## [Directions]
Your answer should repeat every record verbatim.

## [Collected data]
PR #1085, opened 2024-02-26
fix(jenkins.io): don't hardcode `jenkinsio` resource name and references

lemeurherve:
While working on jenkins.io storage account replacement, I noticed that some refs are hardcoded, and prevent deploying this chart under another release name than `jenkinsio`. This PR fixes that.

Related:
- https://github.com/jenkins-infra/helpdesk/issues/3414#issuecomment-1961011896


lemeurherve:
Self-merging to continue on the subject.

PR #1135, opened 2024-04-22
feat(httpd): allow to set a custom httpd conf

lemeurherve:
This PR allows to set a custom httpd conf.

Ref:
- https://github.com/jenkins-infra/helpdesk/issues/2649#issuecomment-2068909070


dduportal (approved):
Note: this change allows replacing the existing `httpd.conf`. It does NOT allows extending or partial override. Not a problem but worth making this explicit.

PR #1169, opened 2024-05-25
make first proxy target path configurable

sboardwell:
This PR makes the initial proxy location path configurable.

The chart version has been set, anticipating #1168 being merged first.


dduportal (approved):
👏

PR #1173, opened 2024-05-29
make dns resolver configurable

sboardwell:
This PR makes the dns resolver IP configurable since some people have their own DNS servers.

- Allow configuration of dns resolver
- Bump chart version for new feature


dduportal (approved):
👏

PR #1194, opened 2024-06-23
feat(jenkins-jobs): allow defining excluded branch pattern

lemeurherve:
This PR allows configuring excluded branch pattern for jobs.

Example of use-case: not running pipeline dedicated to PR previews on primary branch.

Ref:
- https://github.com/jenkins-infra/kubernetes-management/pull/5345


timja (approved):

dduportal (approved):
If it works (e.g. please either test it on a real Jenkins instance on your machine, or be available and check the result when this will be deployed to production)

## [Output]
PR #1085, opened 2024-02-26
fix(jenkins.io): don't hardcode `jenkinsio` resource name and references

lemeurherve:
While working on jenkins.io storage account replacement, I noticed that some refs are hardcoded, and prevent deploying this chart under another release name than `jenkinsio`. This PR fixes that.

Related:
- https://github.com/jenkins-infra/helpdesk/issues/3414#issuecomment-1961011896


lemeurherve:
Self-merging to continue on the subject.

PR #1135, opened 2024-04-22
feat(httpd): allow to set a custom httpd conf

lemeurherve:
This PR allows to set a custom httpd conf.

Ref:
- https://github.com/jenkins-infra/helpdesk/issues/2649#issuecomment-2068909070


dduportal (approved):
Note: this change allows replacing the existing `httpd.conf`. It does NOT allows extending or partial override. Not a problem but worth making this explicit.

PR #1169, opened 2024-05-25
make first proxy target path configurable

sboardwell:
This PR makes the initial proxy location path configurable.

The chart version has been set, anticipating #1168 being merged first.


dduportal (approved):
👏

PR #1173, opened 2024-05-29
make dns resolver configurable

sboardwell:
This PR makes the dns resolver IP configurable since some people have their own DNS servers.

- Allow configuration of dns resolver
- Bump chart version for new feature


dduportal (approved):
👏

PR #1194, opened 2024-06-23
feat(jenkins-jobs): allow defining excluded branch pattern

lemeurherve:
This PR allows configuring excluded branch pattern for jobs.

Example of use-case: not running pipeline dedicated to PR previews on primary branch.

Ref:
- https://github.com/jenkins-infra/kubernetes-management/pull/5345


timja (approved):

dduportal (approved):
If it works (e.g. please either test it on a real Jenkins instance on your machine, or be available and check the result when this will be deployed to production)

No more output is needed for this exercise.